— Directions —
The answer consists of one number: how many lines of the data below include the string "options".

Records contained in a dataset
#####
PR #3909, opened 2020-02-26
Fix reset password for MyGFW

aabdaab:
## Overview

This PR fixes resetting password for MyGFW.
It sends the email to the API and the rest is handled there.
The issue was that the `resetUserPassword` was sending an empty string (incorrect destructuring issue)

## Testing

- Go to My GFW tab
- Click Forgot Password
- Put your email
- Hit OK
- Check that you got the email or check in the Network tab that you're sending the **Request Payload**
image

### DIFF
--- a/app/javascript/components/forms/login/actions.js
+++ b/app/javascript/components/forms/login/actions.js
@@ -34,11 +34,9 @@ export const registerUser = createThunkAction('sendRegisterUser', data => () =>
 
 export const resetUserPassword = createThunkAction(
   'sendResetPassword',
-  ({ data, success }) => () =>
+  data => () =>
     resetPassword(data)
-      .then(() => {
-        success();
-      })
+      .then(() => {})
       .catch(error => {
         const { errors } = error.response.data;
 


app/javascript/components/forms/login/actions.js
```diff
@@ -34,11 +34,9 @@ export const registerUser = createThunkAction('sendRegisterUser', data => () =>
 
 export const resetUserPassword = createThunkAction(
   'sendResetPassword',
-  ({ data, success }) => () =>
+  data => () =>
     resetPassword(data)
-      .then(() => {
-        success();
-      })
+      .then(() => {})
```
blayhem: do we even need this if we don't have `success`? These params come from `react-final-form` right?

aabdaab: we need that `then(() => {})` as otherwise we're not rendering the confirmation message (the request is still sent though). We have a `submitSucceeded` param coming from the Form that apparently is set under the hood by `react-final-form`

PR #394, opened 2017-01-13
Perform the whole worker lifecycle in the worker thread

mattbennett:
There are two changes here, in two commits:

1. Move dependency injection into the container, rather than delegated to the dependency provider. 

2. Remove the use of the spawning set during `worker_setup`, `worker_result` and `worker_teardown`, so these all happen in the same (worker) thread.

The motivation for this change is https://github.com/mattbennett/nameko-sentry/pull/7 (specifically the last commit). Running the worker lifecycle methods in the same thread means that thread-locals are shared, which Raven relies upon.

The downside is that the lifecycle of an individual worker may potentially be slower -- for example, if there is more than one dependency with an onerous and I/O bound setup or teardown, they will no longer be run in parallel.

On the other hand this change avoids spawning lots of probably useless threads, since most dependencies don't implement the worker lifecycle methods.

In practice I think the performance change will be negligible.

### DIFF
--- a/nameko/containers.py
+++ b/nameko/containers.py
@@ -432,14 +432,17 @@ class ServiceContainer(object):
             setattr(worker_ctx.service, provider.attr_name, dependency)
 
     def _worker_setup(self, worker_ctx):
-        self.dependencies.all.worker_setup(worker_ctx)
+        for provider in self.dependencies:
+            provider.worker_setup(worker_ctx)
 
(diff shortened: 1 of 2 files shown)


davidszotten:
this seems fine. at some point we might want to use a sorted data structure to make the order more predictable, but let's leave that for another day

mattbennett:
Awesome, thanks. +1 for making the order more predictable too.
#####
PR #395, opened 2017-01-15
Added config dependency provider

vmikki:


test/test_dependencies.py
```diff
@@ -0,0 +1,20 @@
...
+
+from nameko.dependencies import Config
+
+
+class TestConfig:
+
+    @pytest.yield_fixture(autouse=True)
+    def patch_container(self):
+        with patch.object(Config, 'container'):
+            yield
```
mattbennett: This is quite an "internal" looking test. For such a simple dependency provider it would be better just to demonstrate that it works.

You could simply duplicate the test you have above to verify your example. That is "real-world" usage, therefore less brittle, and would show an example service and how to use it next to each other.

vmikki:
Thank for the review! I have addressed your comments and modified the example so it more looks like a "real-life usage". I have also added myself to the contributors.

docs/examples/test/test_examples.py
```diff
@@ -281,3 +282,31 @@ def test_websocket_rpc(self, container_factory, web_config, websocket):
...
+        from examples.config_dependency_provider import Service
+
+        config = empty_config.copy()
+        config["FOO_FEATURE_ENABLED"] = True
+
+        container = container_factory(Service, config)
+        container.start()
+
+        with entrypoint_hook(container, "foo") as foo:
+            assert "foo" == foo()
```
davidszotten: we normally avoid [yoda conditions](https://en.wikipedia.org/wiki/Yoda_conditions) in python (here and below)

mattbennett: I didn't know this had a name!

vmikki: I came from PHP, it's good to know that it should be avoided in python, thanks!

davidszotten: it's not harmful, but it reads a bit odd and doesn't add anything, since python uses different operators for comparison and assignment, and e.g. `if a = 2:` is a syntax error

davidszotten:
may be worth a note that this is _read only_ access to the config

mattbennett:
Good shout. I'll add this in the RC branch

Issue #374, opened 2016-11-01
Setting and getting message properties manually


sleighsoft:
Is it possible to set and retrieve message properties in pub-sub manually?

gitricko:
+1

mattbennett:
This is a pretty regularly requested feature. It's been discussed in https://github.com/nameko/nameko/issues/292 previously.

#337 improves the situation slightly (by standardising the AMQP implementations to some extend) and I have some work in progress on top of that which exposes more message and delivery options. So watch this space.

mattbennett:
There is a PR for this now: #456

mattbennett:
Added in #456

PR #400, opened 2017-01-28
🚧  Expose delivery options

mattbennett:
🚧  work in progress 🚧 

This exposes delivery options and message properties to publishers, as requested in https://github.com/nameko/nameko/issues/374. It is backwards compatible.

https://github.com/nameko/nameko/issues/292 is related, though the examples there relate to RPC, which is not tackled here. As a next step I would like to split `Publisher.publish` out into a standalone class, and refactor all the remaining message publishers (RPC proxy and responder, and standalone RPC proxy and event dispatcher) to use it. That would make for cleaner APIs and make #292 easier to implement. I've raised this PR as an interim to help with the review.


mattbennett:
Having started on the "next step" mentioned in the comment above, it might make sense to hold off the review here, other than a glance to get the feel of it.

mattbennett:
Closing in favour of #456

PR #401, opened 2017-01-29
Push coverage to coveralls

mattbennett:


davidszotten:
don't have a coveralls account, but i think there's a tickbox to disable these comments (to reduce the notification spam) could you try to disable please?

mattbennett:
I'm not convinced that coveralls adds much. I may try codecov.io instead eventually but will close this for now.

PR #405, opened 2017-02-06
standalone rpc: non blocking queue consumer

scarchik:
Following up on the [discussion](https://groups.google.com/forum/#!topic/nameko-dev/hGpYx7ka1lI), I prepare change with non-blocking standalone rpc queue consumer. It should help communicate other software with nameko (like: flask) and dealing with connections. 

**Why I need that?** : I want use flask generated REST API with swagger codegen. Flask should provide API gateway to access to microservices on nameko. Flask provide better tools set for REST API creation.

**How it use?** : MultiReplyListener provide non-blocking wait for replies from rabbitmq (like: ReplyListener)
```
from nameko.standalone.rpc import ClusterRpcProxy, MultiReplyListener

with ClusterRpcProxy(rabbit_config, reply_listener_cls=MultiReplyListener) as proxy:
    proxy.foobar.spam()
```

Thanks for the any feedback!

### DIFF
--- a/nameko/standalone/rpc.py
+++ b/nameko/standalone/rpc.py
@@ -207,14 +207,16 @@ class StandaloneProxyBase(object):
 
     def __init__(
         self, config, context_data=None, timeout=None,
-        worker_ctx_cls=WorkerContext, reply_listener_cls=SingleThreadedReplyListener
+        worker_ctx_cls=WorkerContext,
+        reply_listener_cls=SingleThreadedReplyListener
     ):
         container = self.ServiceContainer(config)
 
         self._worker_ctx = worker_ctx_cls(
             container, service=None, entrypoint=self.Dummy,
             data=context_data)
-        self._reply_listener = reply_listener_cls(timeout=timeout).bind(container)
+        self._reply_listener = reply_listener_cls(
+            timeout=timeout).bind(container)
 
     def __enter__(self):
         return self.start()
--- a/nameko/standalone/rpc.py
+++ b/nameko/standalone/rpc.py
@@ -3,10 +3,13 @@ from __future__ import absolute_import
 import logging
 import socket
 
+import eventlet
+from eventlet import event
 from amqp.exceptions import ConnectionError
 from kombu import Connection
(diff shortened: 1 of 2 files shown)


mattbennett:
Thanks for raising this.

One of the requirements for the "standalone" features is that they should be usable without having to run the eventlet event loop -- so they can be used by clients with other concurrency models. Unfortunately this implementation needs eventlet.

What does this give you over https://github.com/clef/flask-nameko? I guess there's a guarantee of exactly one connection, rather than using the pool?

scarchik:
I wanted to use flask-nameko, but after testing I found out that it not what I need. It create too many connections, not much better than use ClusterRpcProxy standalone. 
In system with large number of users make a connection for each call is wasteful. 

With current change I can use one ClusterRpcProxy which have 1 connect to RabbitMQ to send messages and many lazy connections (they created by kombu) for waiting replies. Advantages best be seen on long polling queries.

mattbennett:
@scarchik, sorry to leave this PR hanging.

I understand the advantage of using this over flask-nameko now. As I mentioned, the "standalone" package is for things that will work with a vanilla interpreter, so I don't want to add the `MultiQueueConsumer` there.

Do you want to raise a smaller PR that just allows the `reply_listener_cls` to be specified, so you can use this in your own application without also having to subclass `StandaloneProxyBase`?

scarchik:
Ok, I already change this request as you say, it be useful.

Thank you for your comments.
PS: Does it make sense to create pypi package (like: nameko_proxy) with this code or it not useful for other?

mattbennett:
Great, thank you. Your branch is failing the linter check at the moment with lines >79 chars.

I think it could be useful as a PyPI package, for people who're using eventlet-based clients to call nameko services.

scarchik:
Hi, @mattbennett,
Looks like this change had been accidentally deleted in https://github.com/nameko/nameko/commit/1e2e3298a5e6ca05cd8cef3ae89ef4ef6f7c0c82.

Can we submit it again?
#####
— Your response —
3